Could you retype the entries exactly as they are?

-- Input data --
>>>>

PR #2724, opened 2024-10-15
Initial commit of the k8s work for airbyte.

Ardiea:
Deployed an airbyte CI environment running in CI.

### Checklist:
- [ ] Need to update the pipeline.
- [ ] Need to figure out what migrating the existing environments looks like. 
- [ ] Needs testing from someone who know what airbyte is and what it does.
- [ ] May be an issue or two with IAM role / powers. The lakehouse? Sounds like a nice place.


src/ol_infrastructure/applications/airbyte/__main__.py
```diff
@@ -294,12 +301,6 @@
     role=airbyte_server_instance_role.name,
 )
 
-airbyte_server_instance_profile = iam.InstanceProfile(
-    f"airbyte-server-instance-profile-{env_name}",
-    role=airbyte_server_instance_role.name,
-    path="/ol-infrastructure/airbyte-server/profile/",
-)
-
```
blarghmatey, line 302: Where does the IAM policy get bound to the service account?

Ardiea: Haven't done that bit yet.

blarghmatey:
It looks like the helm chart definition is duplicated. Can you take a look over to see if this is ready for review?

src/ol_infrastructure/applications/airbyte/__main__.py
```diff
@@ -530,157 +558,564 @@
...
+        "memory": "1Gi",
+    },
+}
+
+airbyte_helm_release = kubernetes.helm.v3.Release(
+    "airbyte-helm-release",
+    kubernetes.helm.v3.ReleaseArgs(
+        name="airbyte",
+        chart="airbyte",
+        version="1.1.0",
```
blarghmatey, line 659: We should be pulling this from an environment variable and passing that in the pipeline, falling back to what is set in the version constants lib module.

blarghmatey (approved):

<<<<

-- Exercise response --
PR #2724, opened 2024-10-15
Initial commit of the k8s work for airbyte.

Ardiea:
Deployed an airbyte CI environment running in CI.

### Checklist:
- [ ] Need to update the pipeline.
- [ ] Need to figure out what migrating the existing environments looks like. 
- [ ] Needs testing from someone who know what airbyte is and what it does.
- [ ] May be an issue or two with IAM role / powers. The lakehouse? Sounds like a nice place.


src/ol_infrastructure/applications/airbyte/__main__.py
```diff
@@ -294,12 +301,6 @@
     role=airbyte_server_instance_role.name,
 )
 
-airbyte_server_instance_profile = iam.InstanceProfile(
-    f"airbyte-server-instance-profile-{env_name}",
-    role=airbyte_server_instance_role.name,
-    path="/ol-infrastructure/airbyte-server/profile/",
-)
-
```
blarghmatey, line 302: Where does the IAM policy get bound to the service account?

Ardiea: Haven't done that bit yet.

blarghmatey:
It looks like the helm chart definition is duplicated. Can you take a look over to see if this is ready for review?

src/ol_infrastructure/applications/airbyte/__main__.py
```diff
@@ -530,157 +558,564 @@
...
+        "memory": "1Gi",
+    },
+}
+
+airbyte_helm_release = kubernetes.helm.v3.Release(
+    "airbyte-helm-release",
+    kubernetes.helm.v3.ReleaseArgs(
+        name="airbyte",
+        chart="airbyte",
+        version="1.1.0",
```
blarghmatey, line 659: We should be pulling this from an environment variable and passing that in the pipeline, falling back to what is set in the version constants lib module.

blarghmatey (approved):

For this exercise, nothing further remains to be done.